# PFADE: photoshop <-> illustrator



## black-dog (4. März 2002)

muss ich die pfade immer exportieren? 

ich möchte meine pfade exportieren (vom photoshop aus) und im illustrator anmalen. wenn ich nun alle angemalt habe und merke,das ich den einen pfad vergessen habe, dann was soll ich tun?


----------



## Shiivva (5. März 2002)

hm, irgendwie verstehe ich deine frage nicht soooo recht.
ich meine, was meinst du mit "pfad vergessen" und was du dann machen sollst?
ich meine, du exportierst ja alle pfade in illustrator oder nicht?


----------



## black-dog (5. März 2002)

sorry des schlechten deutsches wegen , es ist manchmal gar nicht so einfach, seine fragen zu formulieren.

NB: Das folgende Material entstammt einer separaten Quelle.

PR #285, opened 2020-06-18
Mock API responses while testing

### LINKED ISSUE #277: Tests should use mocked responses
When we run tests, we make API calls to various search engines and websites. It would be better to mock these responses so we don't hit rate limits during testing. Perhaps with a flag to the test runner we can enable live calls, but this can be disabled by default.

ovezovs:
Fixes #277 
**Summary:** Eyitayo and I have implemented mock responses to API calls for the testing purposes. This fix should avoid unnecessary calls to the network and prevent us from reaching the rate limit.
Our approach is to disable the current cache at the start of testing and use requests_cache to store the local copy of the cache in a sqlite database.

**Test:** To test the fix, run test_howdoi.py both connected and disconnected to the internet.


gleitz:
Looks like some additional code snuck into this PR? It has the extension and node_modules.

ovezovs:
> Looks like some additional code snuck into this PR? It has the extension and node_modules.

I see. My bad. I will fix it soon.

juped:
This approach seems promising, but committing a 13MB binary file seems wrong (and it seems like it may include unnecessary data as well to be so large). The general idea of "hook into requests and deliver something static" makes sense to me, though. It's also unclear why it's patched in to the main `howdoi.py` program.

`requests_cache` says it monkey patches (i.e., modifies the contents of the module at runtime) itself into `requests` - perhaps there's a simpler monkey patch you can perform in `test_howdoi.py` to get the effects without the overhead?

gleitz:
If you trash your cache and then run the tests, is it still 13MB?

gleitz:
I realize that I was wrong when I mentioned requests-cache. In an earlier PR someone from the community implemented a [FileSystemCache](https://github.com/gleitz/howdoi/blob/HEAD/howdoi/howdoi.py#L102), so we'd want to use that rather than requests-cache.

Also, for this specific task we want to make sure that the "test cache" is only applied when tests are running, so there may need to be some modification of `test_howdoi.py` that installs that cache. In practice this might be quite difficult because `appdirs` looks in a different location on OSX, Windows, and Linux.

In practice, there are only two web requests that are made, and both run through the function `_get_result`.
- [fetching the page from the search engine](https://github.com/gleitz/howdoi/blob/HEAD/howdoi/howdoi.py#L218)
- [fetching the page from stackoverflow](https://github.com/gleitz/howdoi/blob/HEAD/howdoi/howdoi.py#L286)

Perhaps we can do two things:
- use a mock _get_result when tests are running
- build a function that creates a map of url -> html for every page requested during the test run. this can be pickled or gzipped and checked in. should be a lot less than 12MB. This function would be run every time you wanted to add a new test to recreate the cache.

tayoogunbiyi:
> I realize that I was wrong when I mentioned requests-cache. In an earlier PR someone from the community implemented a [FileSystemCache](https://github.com/gleitz/howdoi/blob/HEAD/howdoi/howdoi.py#L102), so we'd want to use that rather than requests-cache.
> 
> Also, for this specific task we want to make sure that the "test cache" is only applied when tests are running, so there may need to be some modification of `test_howdoi.py` that installs that cache. In practice this might be quite difficult because `appdirs` looks in a different location on OSX, Windows, and Linux.
> 
> In practice, there are only two web requests that are made, and both run through the function `_get_result`:
> 
> * [fetching the page from the search engine](https://github.com/gleitz/howdoi/blob/HEAD/howdoi/howdoi.py#L218)
> * [fetching the page from stackoverflow](https://github.com/gleitz/howdoi/blob/HEAD/howdoi/howdoi.py#L286)
> 
> Perhaps we can do two things:
> 
> * use a mock _get_result when tests are running
> * build a function that creates a map of url -> html for every page requested during the test run. this can be pickled or gzipped and checked in. should be a lot less than 12MB. This function would be run every time you wanted to add a new test to recreate the cache.

The approach of building a function that maps from URL -> HTML seems like the way to go and is something we've previously considered.
I'd look into that with @ovezovs throughout the day.

ovezovs:
This PR is ready for review

juped:
Nice monkey-patching of the method. I think you got rate limited and some errors snuck into your cache (unless those were intentional errors).

ovezovs:
> Nice monkey-patching of the method. I think you got rate limited and some errors snuck into your cache (unless those were intentional errors).

Just checked those error pages and I believe they are needed.

howdoi/howdoi.py
```diff
@@ -139,6 +141,11 @@ def get_proxies():
     return filtered_proxies
 
 
+def format_url_to_filename(url, file_ext='html'):
```
gleitz, line 144: Let's add a leading `_` to show that this is an internal function.

test_howdoi.py
```diff
@@ -14,7 +15,28 @@ class HowdoiTestCase(unittest.TestCase):
     def call_howdoi(self, query):
         return howdoi.howdoi(query)
 
+    def mocked_get_result(self, url):
```
gleitz, line 18: Let's call this `_get_result_mock`

ovezovs: okay. working on it

gleitz:
Thanks all, this is great!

- ich habe mein bilchen mit ner tontrennung belegt um es einfacher von hand in ne vektorgrafik umwandeln zu können
- nun markiere ich mit dem zeichenstift die einzelnen bereiche und erstelle daraus pfade
- diese pfade exportiere ich und öffne sie im illustrator

mein problem:
im illustrator merke ich (wenn ich alle andern bereiche coloriert habe), dass ich beispielsweise aus der nase von ner person (aus der ich im ps die pfade erstellt habe) vergessen habe.

wie kann ich nachträglich einen pfad in photoshop erstellen und in den illustrator exportieren? 

für dieses konkrete problem hab ich jetzt zwar ne andere lösung gefunden aber ist es überhaupt möglich, meine pfade im illustrator zu aktualisieren?


----------